Однако главная помощь от Христофора не мужская, физическая, а душевная, человеческая, можно даже сказать – детская, потому как сам фактически дитя, с детьми, дровами этими, на одном понятном им языке безмолвно разговаривает.
Особенно, когда кто из дэцэпэшников разгуляется: руки, ноги, голова – все ходуном ходит, приближаться страшно – зашибет, а он безо всякой опаски подойдет, улыбаясь, обнимет одной рукой, а другой к себе прижмет и держит бережно и крепко, бедняжка побьется, помычит, а потом замолчит и успокоится.
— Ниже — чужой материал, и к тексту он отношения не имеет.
PR #9678, opened 2024-01-12
fix(i18n): emit an error when the index isn't found

ematipico:
## Changes

We've had more than one report where users didn't add a index page when they use the option `i18n.routing.prefixDefaultLocale` to `true`.

The index page is required to create a redirect from `/` to `/<defaultLocale>`.

This PR adds a check during the build, and emits an error if the index is missing.

## Testing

И заснет у Христофора на груди…
И вот что еще рассказать нужно, потому что это, по-моему, тоже важно. Общаясь с Христофором, детки начали смеяться. Сначала улыбаться, а потом и смеяться! Конечно, этот смех не для всякого уха, у меня, когда его услышал, мурашки по спине поползли, завыть захотелось от такого смеха – смеющийся человеческий лом, хохочущие дрова, но все равно это смех, это – смех, братцы! Улыбаться многие умеют: и собаки, и кошки, про обезьян уже не говорю, я даже видел однажды фотографию улыбающейся улитки. Так что улыбка – многим, а смех – исключительно человеку, ну и еще, быть может…
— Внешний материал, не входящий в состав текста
PR #9680, opened 2024-01-12
Fix for #9673

### LINKED ISSUE #9673: Wrong import path for types.d.ts ContentConfig
### Astro Info

```block
Node                     v21.5.0
Package Manager          pnpm
Adapter                  @astrojs/vercel
                         @astrojs/tailwind
                         astro-expressive-code
```

_No response_

### Describe the Bug

The types generated from `packages/astro/src/content/types-generator.ts` generate a `ContentConfig` type that looks like this:

```ts
type ContentConfig = typeof import("../src/content/config");
```

The issue with it is that if our `tsconfig.json` it has `verbatimModuleSyntax` set to `true`, that `import` is invalid because it doesn't have the file extension, so we end up with `any` instead of the strong type we wanted. If instead, that `import` was written like this:

```ts
type ContentConfig = typeof import("../src/content/config.js");
```

Then it would work in all cases.

Get the proper type for my content, right now I'm getting `any` for it.

https://stackblitz.com/edit/verbatim-module-issue?file=src%2Fpages%2Frss.xml.js

### Participation

loucyx:
## Changes

Closes #9673

-   Added a `.js` to the end of the `configPath` for types, making it work for verbatim modules in TypeScript.
-   I also moved the logic to its own function, making it more readable.

## Testing

Ran all the tests with no errors reported. I didn't add tests because I didn't think they were needed, but if you think otherwise, I'll need guidance on testing different TSConfigs on a given file.

## Docs

Docs don't need to be updated. This is a fix for users with verbatim modules in TypeScript, but it works the same for users without that setting.

### DIFF
--- a/packages/astro/src/content/types-generator.ts
+++ b/packages/astro/src/content/types-generator.ts
@@ -362,6 +362,28 @@ function invalidateVirtualMod(viteServer: ViteDevServer) {
 	viteServer.moduleGraph.invalidateModule(virtualMod);
 }
 
+/**
+ * Takes a configPath and returns a normalized relative version:
+ *  -   If is not relative, it adds `./` to the beginning.
+ *  -   If it ends with `.ts`, it removes the extension.
+ *  -   It adds `.js` to the end.
+ *  -   It stringifies the result (adds `""` around it).
+ * @param from Config path from path.
+ * @param to Config path to path.
+ * @returns Normalized config path.
+ */
+function normalizeConfigPath(from: string, to: string) {
+	const normalizedConfigPath = path.relative(from, to);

Слыша тот смех, я всякий раз вспоминаю слова, непонятно как и почему пришедшие в голову моего любимого героя, когда не был он еще ни Христофором, ни о. Мартирием, ни даже есаулом Яицкого казачьего войска, а простым Сергеем Коромысловым: «Русский бог умеет смеяться», он тогда еще чудом смерти избежал в Абхазии, помните? И вот я думаю: а может, он такой и есть – наш русский бог – без ручек, без ножек, без глаз и без носа, без головы уже, но умеет, умеет еще смеяться? То есть через этих деток, как через ретранслятор, так сказать, с нами общается, смехом своим на жизнь в России поддерживая?
Страшно так думать, грешно, но ведь думаю…
И вот однажды Марья Михайловна приносит на работу икону староверскую древлего письма и сообщает нашему герою с радостным облегчением:
– Вот, Христофор, где я видела тебя!
Сама Марья Михайловна не то чтоб верующая, но к бабушке своей, староверно верующей старушке, с уважением всегда относилась. Умерла та недавно в совсем преклонном возрасте, среди множества икон оставив и эту.